WV-DEP’s Huffman: Strip-mine health studies deserve ‘closer look’
From an Article by Ken Ward Jr., Charleston Gazette, March 12, 2015
West Virginia’s top environmental regulator says studies that have found residents near mountaintop removal coal-mining operations face increased risks of serious illnesses and premature death deserve to be carefully examined by state and federal officials. “I think it is something that is worthy of a closer look,” said Randy Huffman, secretary of the state’s Department of Environmental Protection. “It is something that is worthy of consideration. The evidence that is being stated in some of the studies, that needs to be considered.”
He said a variety of agencies on the state and federal levels would need to be involved in any such project. He mentioned the state Bureau for Public Health, the federal Office of Surface Mining and the U.S. Environmental Protection Agency as logical participants.
“I can’t take a study that someone hands me and make a policy call to stop a particular practice just in one state,” Huffman added. “If you really want something changed, you’re not going to get that by just picking on [the] DEP.” These comments, made by Huffman during an interview earlier this week, come just days before an anti-mountaintop removal protest that citizen groups have scheduled for Monday outside the DEP’s Kanawha City headquarters, in Charleston.
Calling themselves “The People’s Foot” and the 11 a.m. event “No More MTR Permits Day,” the Ohio Valley Environmental Coalition and other groups are promoting the protest as an effort to demand that the DEP stop approving mountaintop removal permits and to encourage Congress to pass legislation to address the issue. Billboards around the area say, “Stop the Poisoning.”
In a news advisory, the citizen groups said the DEP “continues to ignore the studies that show mountaintop removal is drastically harming our health and cutting our lives short.” “Time to put your foot down,” the advisory states. “No more mountaintop removal permits.” Bo Webb, a longtime mountaintop removal opponent and one of the protest organizers, said he was pleased to hear of Huffman’s comments.
While Huffman was already scheduled to be out of town the day of the protest, Webb and other citizen group leaders are expected to meet later in the day with DEP Deputy Secretary Lisa McClung, agency environmental advocate Wendy Radcliff and several other staffers, said DEP spokeswoman Kelley Gillenwater.
Former West Virginia University researcher Michael Hendryx and other scientists have, over the past few years, published more than two dozen peer-reviewed journal articles that examined the relationship between large-scale strip-mining operations in West Virginia and the health of residents who live near these mines.
The work has linked health and coal-mining data to show, among other things, that residents living near mountaintop removal mines face a greater risk of cancer, birth defects and premature death. Continuing research has tried to examine actual pollution levels near mining sites and in mining communities, to provide more answers about the potential impacts. The U.S. Geological Survey, though, has pulled funding for work its scientists were doing on mountaintop removal’s health effects.
Even as the studies have continued, though, state elected officials and other leaders have tried to dismiss or ignore the findings. Coal companies put together a $15 million research project, based at Virginia Tech, aimed at least partly at countering the health studies.

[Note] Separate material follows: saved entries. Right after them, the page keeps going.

Issue #14530, opened 2025-04-11
Each time you save a string, the browser asks you whether to leave the page


tomkolp:
### Describe the issue

After yesterday's bleeding edge update, every time I save a string, a browser message appears with two buttons: "Leave page" and "Stay on page". The window appears on all browsers.

### I already tried

- [x] I've read and searched [the documentation](https://docs.weblate.org/).
- [x] I've searched for similar filed issues in this repository.

### Steps to reproduce the behavior

1) save the string
2) An additional browser selection window appears

### Exception traceback

```pytb

```

### How do you run Weblate?

Docker container

### Weblate versions

<html>
<body>

5.11-dev — 99a97d1b54cdf6dad2ec7ff5f8dabed9a38ce8f6
--

</body>
</html>5.11-dev — [99a97d1b54cdf6dad2ec7ff5f8dabed9a38ce8f6](https://github.com/WeblateOrg/weblate/commits/99a97d1b54cdf6dad2ec7ff5f8dabed9a38ce8f6)

### Weblate deploy checks

```shell

```

meel-hd:
I'm on it

PR #14544, opened 2025-04-12
fix(editor): improve unsaved changes indication and reset on submit

meel-hd:
### Fixes
- Prevent unsaved changes dialog on **submit** of changes.
- Add unsaved changes indicator only to translation editor (it showed also in `add term to glossary` inputs).

close: #14530


nijel:

PR #14547, opened 2025-04-12
fix: use ngettext for languages widget label

nijel:
This makes it look better when localized.


amCap1712 (approved):
Didn't test locally but LGTM.

Issue #14546, opened 2025-04-12
Adding term to glossary shows JSON response


nijel:
### Describe the issue

Adding glossary while translating is no longer handled by javascript and does direct form submission causing browser to show the JSON response.

### I already tried

- [x] I've read and searched [the documentation](https://docs.weblate.org/).
- [x] I've searched for similar filed issues in this repository.

### Steps to reproduce the behavior

1. Go to translate view
2. Click on add glossary term
3. Enter source and translation
4. Click save

### Expected behavior

The submission should be handled by javascript and page updated.

### Exception traceback

```pytb

```

### How do you run Weblate?

weblate.org service

### Weblate deploy checks

```shell

```

### Additional context

Could it be a regression from https://github.com/WeblateOrg/weblate/pull/14544?

meel-hd:
Inspecting it!

PR #14562, opened 2025-04-13
fix(editor): fix glossary dialog initialization and event handling

meel-hd:
issue:
The  event listener for submit of the form, and the one for modal.bs.show weren't attached at all to the elements.

close: #14546


nijel:

PR #14575, opened 2025-04-14
Allow replacing existing fonts with the same family and style

### LINKED ISSUE #14484: Replacing a existing font with a updated version
### Describe the problem

[Managing fonts](https://docs.weblate.org/en/latest/admin/checks.html#fonts) could support replacing a existing font with a updated version of the same font.

I'd like to be able to replace a existing font with a updated font file, provided the font family and font style is the same.

1. Uploading as a new font and changing the default font of the font group: 
    not possible because the updated font has the same attributes (family, style), so it cannot be added as a new font.
3. Deleting the font and the font group and recreating both: 
    possible but quite a few clicks and error-prone.

### Screenshots

_No response_

### Additional context

This should also invalidate all existing cached font renderings.

Zouu-X:
### Summary

This PR is for "issue#14484"
It allows replacing an existing font (with the same family and style) when uploading via the font management form. The updated file replaces the existing one

### Details

- Checks for an existing font using `family`, `style`, and `project`
- If found, replaces the file
- Avoids duplication and improves UX
- Fully backward-compatible

### Related issue

Fixes #14484


nijel:
Wouldn't it be better to allow editing from the font detail page instead of magically doing that on upload? That way, the user would know what to do when updating a font.

Zouu-X:
> Wouldn't it be better to allow editing from the font detail page instead of magically doing that on upload? That way, the user would know what to do when updating a font.

Thanks for the feedback! I’ll move this feature to the font detail page with a button "upload" and update the PR shortly.

Zouu-X:
I've pushed the updated logic to enable users update the font in the font detail page. I also try to keep all pages' style aligned :)
Let me know if there’s anything else to adjust!

weblate/fonts/views.py
```diff
@@ -83,23 +86,67 @@ def post(self, request: AuthenticatedHttpRequest, **kwargs):
...
+            return self.get(request, **kwargs)
+
+        # Compare file content hashes
+        new_hash = hashlib.sha256(new_file.read()).hexdigest()
+        new_file.seek(0)
+
+        current_hash = hashlib.sha256(self.object.font.read()).hexdigest()
+        self.object.font.seek(0)
+
+        if new_hash == current_hash:
```
nijel, line 138: Isn't it better to directly compare the content? It is read into the memory anyway.

nijel (changes requested):
Looks good, but it would be great to have this covered by the tests.

weblate/fonts/views.py
nijel, line 138:
```suggestion
        new_content = new_file.read()
        new_file.seek(0)

        current_content = self.object.font.read()
        self.object.font.seek(0)

        if new_content == current_content:
```

weblate/fonts/views.py
```diff
@@ -83,23 +86,67 @@ def post(self, request: AuthenticatedHttpRequest, **kwargs):
...
+            messages.info(
+                request, "The uploaded font file is identical to the current one."
```
nijel, line 140: Localize the message:

```suggestion
                request, gettext("The uploaded font file is identical to the current one.")
```

weblate/fonts/views.py
```diff
@@ -83,23 +86,67 @@ def post(self, request: AuthenticatedHttpRequest, **kwargs):
...
+            )
+        else:
+            self.object.font = new_file
+            self.object.user = request.user
+            self.object.timestamp = timezone.now()
+            self.object.save()
+            messages.success(request, "Font updated successfully.")
```
nijel, line 147:
```suggestion
            messages.success(request, gettext("Font updated successfully."))
```

weblate/fonts/views.py
```diff
@@ -83,23 +86,67 @@ def post(self, request: AuthenticatedHttpRequest, **kwargs):
...
+
+        new_file = request.FILES["font"]
+
+        try:
+            uploaded_family, uploaded_style = get_font_name(new_file)
+            new_file.seek(0)
+        except Exception:
+            messages.error(
+                request,
+                "Could not extract font metadata. Ensure it’s a valid font file.",
```
nijel, line 118:
```suggestion
                gettext("Could not extract font metadata. Ensure it’s a valid font file."),
```

weblate/fonts/views.py
```diff
@@ -83,23 +86,67 @@ def post(self, request: AuthenticatedHttpRequest, **kwargs):
...
     def post(self, request: AuthenticatedHttpRequest, **kwargs):
         self.object = self.get_object()
+
         if not request.user.has_perm("project.edit", self.project):
             raise PermissionDenied
 
-        self.object.delete()
-        messages.error(request, gettext("Font deleted."))
-        return redirect("fonts", project=self.project.slug)
+        if "font" not in request.FILES:
```
nijel, line 106: This really should use form validation instead of doing all the checks manually.

nijel (approved):
I've made necessary fixes:

* c0f51e4e977bbea3c8c6acb6800b8f599b7b6b7e fixes font deletion (it was removed), adds tests, and uses form validation
* 72b12eeea958638bef4b55deae78011c06aac3a7 adds tracking of changes in history
* 50fd24812ef82cca7333ea7f5fa7a47f403d66b8 adds changelog entry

Coal industry lawyers have fought to keep the studies out of court cases over mining permits, and they are continuing an effort to investigate Hendryx’s work through a public-records lawsuit against WVU. In a Supreme Court filing, Alpha Natural Resources lawyers said the company needs the information “in order to evaluate the validity of the studies themselves and the conclusions reached in the Hendryx articles.”
Huffman noted that the DEP did commission a $250,000 report that examined some aspects of air pollution from blasting associated with mountaintop removal. “It’s not the last word on it or anything, but it adds to the body of knowledge out there,” Huffman said.
Gillenwater said the DEP report “showed that air quality near a Raleigh County operation was within a normal, safe range, even during blasting.” She said the DEP “has reviewed and will continue to look at several studies” on the issue, but that, “there is currently no conclusive data that would result in changes to the permit application review process.”
Hendryx, who now works at Indiana University, said the state’s report took samples in the wrong locations and also did not focus on the very tiny particles of rock and dust from strip-mine blasting that recent research has said creates “elevated risks to humans.”
Also, Hendryx noted that, since the state report was written, peer-reviewed journal articles have tied living near mountaintop removal operations to lung cancer and to blood inflammation that is predictive of cardiovascular disease.
“An analogy of a partially completed jigsaw puzzle may serve as illustration of the overall state of evidence in this area,” Hendryx wrote in the blood inflammation paper, published just last month. “Some of the puzzle pieces represent environmental evidence for impaired air and water quality caused by mining and present in mining communities. Some represent epidemiological evidence from mortality and morbidity data. Some represent laboratory evidence of biological harm caused by particulate matter from mining communities.
“The newly discovered piece presented in this paper shows evidence for biological impact among people living in mining communities,” he wrote. “All of these pieces are not yet put together into a single picture. The missing connectors will measure environmental exposure, dose, and biological impact all among the same persons who live in mining communities versus controls who do not.”